Exercise aim →
Write out, from the entries below, exactly the lines that run between the lines holding "index/oc/ocarina_lib/ocarina_lib-1.1.0-20070603.toml" and "Merged, thanks.", inclusive, and stop there.

Data excerpts →
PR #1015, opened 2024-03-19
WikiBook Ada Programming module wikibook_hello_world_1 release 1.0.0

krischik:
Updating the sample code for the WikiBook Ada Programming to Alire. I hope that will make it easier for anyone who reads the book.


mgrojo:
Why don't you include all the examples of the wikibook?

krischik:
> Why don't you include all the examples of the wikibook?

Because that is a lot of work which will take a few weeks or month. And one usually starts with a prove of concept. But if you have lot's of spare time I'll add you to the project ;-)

--

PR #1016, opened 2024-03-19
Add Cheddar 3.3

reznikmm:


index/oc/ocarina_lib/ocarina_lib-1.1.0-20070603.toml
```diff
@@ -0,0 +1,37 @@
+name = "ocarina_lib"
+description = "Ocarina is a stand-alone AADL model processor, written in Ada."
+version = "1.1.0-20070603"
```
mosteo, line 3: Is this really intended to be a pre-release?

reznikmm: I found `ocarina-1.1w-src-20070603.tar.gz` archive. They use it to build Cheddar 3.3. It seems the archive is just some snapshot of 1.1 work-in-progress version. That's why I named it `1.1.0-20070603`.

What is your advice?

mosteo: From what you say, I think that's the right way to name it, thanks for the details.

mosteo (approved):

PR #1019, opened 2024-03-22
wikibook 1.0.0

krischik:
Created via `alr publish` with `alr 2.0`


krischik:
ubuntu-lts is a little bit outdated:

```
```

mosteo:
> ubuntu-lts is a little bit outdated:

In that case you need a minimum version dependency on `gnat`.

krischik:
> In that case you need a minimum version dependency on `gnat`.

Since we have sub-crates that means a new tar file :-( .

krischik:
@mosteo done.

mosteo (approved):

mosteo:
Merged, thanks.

---

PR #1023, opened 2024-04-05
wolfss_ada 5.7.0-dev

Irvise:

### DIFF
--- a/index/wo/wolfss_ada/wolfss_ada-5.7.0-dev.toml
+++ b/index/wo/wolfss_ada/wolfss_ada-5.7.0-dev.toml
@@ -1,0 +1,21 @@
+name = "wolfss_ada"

Response to the task →
index/oc/ocarina_lib/ocarina_lib-1.1.0-20070603.toml
```diff
@@ -0,0 +1,37 @@
+name = "ocarina_lib"
+description = "Ocarina is a stand-alone AADL model processor, written in Ada."
+version = "1.1.0-20070603"
```
mosteo, line 3: Is this really intended to be a pre-release?

reznikmm: I found `ocarina-1.1w-src-20070603.tar.gz` archive. They use it to build Cheddar 3.3. It seems the archive is just some snapshot of 1.1 work-in-progress version. That's why I named it `1.1.0-20070603`.

What is your advice?

mosteo: From what you say, I think that's the right way to name it, thanks for the details.

mosteo (approved):

PR #1019, opened 2024-03-22
wikibook 1.0.0

krischik:
Created via `alr publish` with `alr 2.0`


krischik:
ubuntu-lts is a little bit outdated:

```
```

mosteo:
> ubuntu-lts is a little bit outdated:

In that case you need a minimum version dependency on `gnat`.

krischik:
> In that case you need a minimum version dependency on `gnat`.

Since we have sub-crates that means a new tar file :-( .

krischik:
@mosteo done.

mosteo (approved):

mosteo:
Merged, thanks.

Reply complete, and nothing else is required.